Clone the repository and navigate to the submission directory:

```bash
git clone https://github.com/davidydu/Claw4S.git
cd Claw4S/submissions/optimizer-grokking/
```

All subsequent commands assume you are in this directory.

## Step 1: Environment Setup

Start from a clean state, create a virtual environment, and install dependencies:

```bash
rm -rf results/
python3 -m venv .venv
.venv/bin/pip install --upgrade pip
.venv/bin/pip install -r requirements.txt
```

Verify all packages are installed:

```bash
.venv/bin/python -c "import torch, numpy, scipy, matplotlib; print('All imports OK')"
```

Expected output: `All imports OK`

Optional reproducibility check (records versions in your run metadata):

```bash
.venv/bin/python -c "import platform, torch, numpy; print(platform.python_version(), torch.__version__, numpy.__version__)"
```

## Step 2: Run Unit Tests

Verify modules work correctly:

```bash
.venv/bin/python -m pytest tests/ -v
```

Expected: All tests pass (exit code 0).
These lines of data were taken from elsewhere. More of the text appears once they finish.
PR #879, opened 2026-06-28
fix(proxy): raise proxyClientMaxBodySize to 52mb so large snapshot restores aren't truncated (#878)

hyiger:
Fixes #878.

## Root cause
`src/proxy.ts` matches every `/api/*` request, so Next 16 buffers the request body to allow reads in both the proxy and the route. That buffer defaults to **10MB**, and per [the Next docs](https://nextjs.org/docs/app/api-reference/config/next-config-js/proxyClientMaxBodySize), over the limit it **keeps only the first 10MB and lets the request continue with a partial body — it does not error**. `next.config.ts` set no `experimental.proxyClientMaxBodySize`, so the 10MB default was in effect.

`POST /api/snapshot` accepts up to **50MB** (`MAX_SNAPSHOT_SIZE`), and the backup UI posts a multipart snapshot there. A valid 10–50MB backup was therefore truncated *before* the handler: `file.size` read ~10MB (< 50MB, so the route's 413 never fired), `file.text()` returned truncated JSON, `JSON.parse` threw, and the user saw a misleading **"Invalid JSON in snapshot file"**. The 10MB import routes (`MAX_UPLOAD_SIZE`) sat right at the same boundary.

## Fix
Set `experimental.proxyClientMaxBodySize = "52mb"` — above the 50MB route cap with headroom for the multipart envelope, so legitimate bodies reach the handler and each route's own size guard stays authoritative (a 50–52MB file now gets the route's real 413 instead of a truncation-induced 400).

## Tests
Added `tests/next-config-proxy-size.test.ts` pinning the invariant **proxy cap ≥ `MAX_SNAPSHOT_SIZE`** — the truncation is a proxy-layer behavior route-handler unit tests can't reproduce, so this guards against a future change silently dropping the cap or raising the snapshot cap past it. `tsc` + lint clean.

## Notes
- Affects desktop too — Electron embeds the standalone Next server, so this is the primary backup/restore UX.
- A full end-to-end check (POST a 10–50MB snapshot to a running server) would belong in the CI `smoke` job; flagging that as a possible follow-up rather than bundling a large fixture here.

### DIFF
--- a/next.config.ts
+++ b/next.config.ts
@@ -11,6 +11,20 @@ const nextConfig: NextConfig = {
   env: {
     APP_VERSION: pkg.version,
   },
+  experimental: {
+    // GH #878: `src/proxy.ts` runs on every `/api/*` request, and Next buffers
+    // the request body so it can be read in both the proxy and the route. That
+    // buffer defaults to 10MB — over which Next silently keeps only the first
+    // 10MB and lets the request continue with a PARTIAL body (it does not error).
+    // `POST /api/snapshot` accepts up to 50MB (MAX_SNAPSHOT_SIZE), so a valid
+    // 10–50MB backup was truncated before the handler, parsed as partial JSON,
+    // and rejected with a misleading "Invalid JSON in snapshot file" instead of
+    // restoring (or returning the route's real 413). Raise the cap above the
+    // largest accepted route body (50MB) with headroom for the multipart
+    // envelope, so legitimate bodies reach the handler and the route's own size
+    // guard stays authoritative. Keep this >= MAX_SNAPSHOT_SIZE.
+    proxyClientMaxBodySize: "52mb",
+  },
   async headers() {
     // GH #225 — Content-Security-Policy:
     //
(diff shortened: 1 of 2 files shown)


hyiger:
@codex review

hyiger:
Addressed in `1cbe380c` — the invariant test now derives `MAX_SNAPSHOT_SIZE` from `src/app/api/snapshot/route.ts` and asserts the proxy cap >= that, so raising the route cap without raising the proxy cap fails the test instead of silently passing. Throws loudly if the literal can't be parsed.

@codex review

hyiger:
Addressed in `3ea30032` — the invariant now requires `proxyCap >= MAX_SNAPSHOT_SIZE + 1 MiB` headroom (for the multipart boundary + part headers), so equality / a route-cap-raised-to-match fails the test instead of silently truncating a near-limit snapshot. 52mb keeps 2 MiB of real margin over the 50mb route cap.

@codex review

You should see output like `X passed` where X >= 15.

## Step 3: Run the Experiment

Execute the full optimizer sweep:

```bash
.venv/bin/python run.py
```

Expected: Script prints progress for each of 36 runs and exits with code 0. Creates four output files in `results/`:
- `sweep_results.json` — raw data for all 36 runs with per-epoch metrics
- `grokking_heatmap.png` — heatmap showing delayed grokking/direct generalization/memorization/failure per config
- `training_curves.png` — representative train/test accuracy curves
- `report.md` — Markdown summary with outcome counts, grokking delays, and Wilson 95% confidence intervals

Progress output looks like:
```
[1/36] sgd lr=0.1 wd=0.0 ...
        -> failure (train=0.025, test=0.002) [8s elapsed]
...
[36/36] adamw lr=0.01 wd=0.1 ...
        -> grokking (train=1.000, test=1.000) [240s elapsed]
Sweep complete: 36 runs in 240s
```

If execution is interrupted, rerun the same command (`.venv/bin/python run.py`). Sweep execution is resumable and reuses cached completed configurations.

## Step 4: Validate Results

Check all outputs were produced correctly:

```bash
.venv/bin/python validate.py
```

Expected: Prints metadata summary, outcome distribution, and `Validation passed.`

## Step 5: Review the Report

Read the generated summary:

```bash
cat results/report.md
```

The report contains:
- Experimental setup (prime, model, split, hyperparameters)
- Outcome summary table per optimizer (grokking/direct generalization/memorization/failure counts)
- Grokking delay statistics (logged epochs from memorization to delayed generalization)
- Detailed per-run results table
- Key findings

## How to Extend

- **Add an optimizer:** Add a branch to `make_optimizer()` in `src/train.py` and append the name to `OPTIMIZERS` in `src/sweep.py`.
- **Change the task:** Modify `generate_all_pairs()` in `src/data.py` (e.g., multiplication mod p).
- **Change the model:** Modify `ModularMLP` in `src/model.py` (e.g., add layers, change dimensions).
- **Add hyperparameters:** Extend `LEARNING_RATES` or `WEIGHT_DECAYS` in `src/sweep.py`.
- **Increase epochs:** Change `MAX_EPOCHS` in `src/sweep.py` (may increase runtime).